■ Brief
Transcribe the entire listing, keeping each word as it is.

■ Data for this exercise
PR #20, opened 2021-11-15
(ENG-857) add pagination decorator

talkallday:
## Description
adding a pagination decorator so we can abstract from concerns about response size limitations from galley

## Test Plan
automated tests

## Versioning
incrementing to 0.10.0

### DIFF
--- a/galley/pagination.py
+++ b/galley/pagination.py
@@ -1,0 +1,24 @@
+import logging
+
+logger = logging.getLogger(__name__)
+
+
+def paginate_results(func, page_size: int = 25):
+    """
+    can decorate any function with an initial list input
+    and collect its output in pages of page_size
+    """
+
+    def wrapper(*args):
+        input_list = args[0]
+        result = []
+        if type(input_list) is not list:
+            logger.error(f'argument {input_list} is not a list')
+            return result
+        for partition in range((len(input_list)//page_size) + 1):
+            result.extend(
+                func(input_list[partition * page_size: (partition + 1) * page_size])
+            )
+        return result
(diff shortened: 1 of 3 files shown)


thunguy (changes requested):
Automated tests passed, but an issue occurred when I ran manual tests on `get_recipe_ingredients()` and `get_recipe_nutrition_data()` with a list of 26 unique `recipe_ids`: 

First attempt (failed): I added `@paginate_results` (with no explicit page_size) and I was returned the decorator function.

Second attempt (success):  I added `@paginate_results(page_size=2)`and I was returned the expected result.

I assume that we'd want the same results to return regardless of an explicit page_size input for an arbitrary amount of recipe_ids passed in > 25.

talkallday:
> Automated tests passed, but an issue occurred when I ran manual tests on `get_recipe_ingredients()` and `get_recipe_nutrition_data()` with a list of 26 unique `recipe_ids`:
> 
> First attempt (failed): I added `@paginate_results` (with no explicit page_size) and I was returned the decorator function.
> 
> Second attempt (success): I added `@paginate_results(page_size=2)`and I was returned the expected result.
> 
> I assume that we'd want the same results to return regardless of an explicit page_size input for an arbitrary amount of recipe_ids passed in > 25.

we were able to resolve -- to get default 25 need to add parentheses to decorator use then behavior is as expected 
```
@paginate_results()
def some_function(a_list):
...
```

thunguy (approved):
LGTM! Automated and manual tests passed with the expected results returned.

PR #21, opened 2021-11-16
(ENG-823) Bug Fix - corrects viewer.recipe to viewer.recipes for batch query

smunro-thistle:
## Description
This updates the query to correctly batch the request for multiple recipe ids. We should now be correctly filtering packaging, whereas previously packaging ingredients were being included in the ingredients list. It also updates the test to correct the expected query.
## Test Plan
In interactive python, run:

`import pprint; import galley`

`pprint(get_formatted_recipes_data(["cmVjaXBlOjE3OTk1Mw==", "cmVjaXBlOjE3Mjg4Mg==", "FAKE!!!"]))`

You can compare these results to the recipes on galley. Note that all packaging and standalone items should be excluded from the ingredients list.

https://staging-app.galleysolutions.com/recipes/cmVjaXBlOjE3OTk1Mw==
https://staging-app.galleysolutions.com/recipes/cmVjaXBlOjE3Mjg4Mg==

## Versioning
Updated to 0.11.1

### DIFF
--- a/galley/queries.py
+++ b/galley/queries.py
@@ -55,9 +55,9 @@ def recipes_data_query(recipe_ids: List[str]) -> Optional[Operation]:
     query.viewer.recipes(where=FilterInput(id=recipe_ids)).__fields__(
         'id', 'externalName', 'notes', 'description', 'categoryValues', 'reconciledNutritionals', 'recipeItems'
     )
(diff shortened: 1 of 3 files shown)


dip-thistle (approved):
Tested it locally. Works as expected! Approved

■ Solution for this exercise
PR #20, opened 2021-11-15
(ENG-857) add pagination decorator

talkallday:
## Description
adding a pagination decorator so we can abstract from concerns about response size limitations from galley

## Test Plan
automated tests

## Versioning
incrementing to 0.10.0

### DIFF
--- a/galley/pagination.py
+++ b/galley/pagination.py
@@ -1,0 +1,24 @@
+import logging
+
+logger = logging.getLogger(__name__)
+
+
+def paginate_results(func, page_size: int = 25):
+    """
+    can decorate any function with an initial list input
+    and collect its output in pages of page_size
+    """
+
+    def wrapper(*args):
+        input_list = args[0]
+        result = []
+        if type(input_list) is not list:
+            logger.error(f'argument {input_list} is not a list')
+            return result
+        for partition in range((len(input_list)//page_size) + 1):
+            result.extend(
+                func(input_list[partition * page_size: (partition + 1) * page_size])
+            )
+        return result
(diff shortened: 1 of 3 files shown)


thunguy (changes requested):
Automated tests passed, but an issue occurred when I ran manual tests on `get_recipe_ingredients()` and `get_recipe_nutrition_data()` with a list of 26 unique `recipe_ids`: 

First attempt (failed): I added `@paginate_results` (with no explicit page_size) and I was returned the decorator function.

Second attempt (success):  I added `@paginate_results(page_size=2)`and I was returned the expected result.

I assume that we'd want the same results to return regardless of an explicit page_size input for an arbitrary amount of recipe_ids passed in > 25.

talkallday:
> Automated tests passed, but an issue occurred when I ran manual tests on `get_recipe_ingredients()` and `get_recipe_nutrition_data()` with a list of 26 unique `recipe_ids`:
> 
> First attempt (failed): I added `@paginate_results` (with no explicit page_size) and I was returned the decorator function.
> 
> Second attempt (success): I added `@paginate_results(page_size=2)`and I was returned the expected result.
> 
> I assume that we'd want the same results to return regardless of an explicit page_size input for an arbitrary amount of recipe_ids passed in > 25.

we were able to resolve -- to get default 25 need to add parentheses to decorator use then behavior is as expected 
```
@paginate_results()
def some_function(a_list):
...
```

thunguy (approved):
LGTM! Automated and manual tests passed with the expected results returned.

PR #21, opened 2021-11-16
(ENG-823) Bug Fix - corrects viewer.recipe to viewer.recipes for batch query

smunro-thistle:
## Description
This updates the query to correctly batch the request for multiple recipe ids. We should now be correctly filtering packaging, whereas previously packaging ingredients were being included in the ingredients list. It also updates the test to correct the expected query.
## Test Plan
In interactive python, run:

`import pprint; import galley`

`pprint(get_formatted_recipes_data(["cmVjaXBlOjE3OTk1Mw==", "cmVjaXBlOjE3Mjg4Mg==", "FAKE!!!"]))`

You can compare these results to the recipes on galley. Note that all packaging and standalone items should be excluded from the ingredients list.

https://staging-app.galleysolutions.com/recipes/cmVjaXBlOjE3OTk1Mw==
https://staging-app.galleysolutions.com/recipes/cmVjaXBlOjE3Mjg4Mg==

## Versioning
Updated to 0.11.1

### DIFF
--- a/galley/queries.py
+++ b/galley/queries.py
@@ -55,9 +55,9 @@ def recipes_data_query(recipe_ids: List[str]) -> Optional[Operation]:
     query.viewer.recipes(where=FilterInput(id=recipe_ids)).__fields__(
         'id', 'externalName', 'notes', 'description', 'categoryValues', 'reconciledNutritionals', 'recipeItems'
     )
(diff shortened: 1 of 3 files shown)


dip-thistle (approved):
Tested it locally. Works as expected! Approved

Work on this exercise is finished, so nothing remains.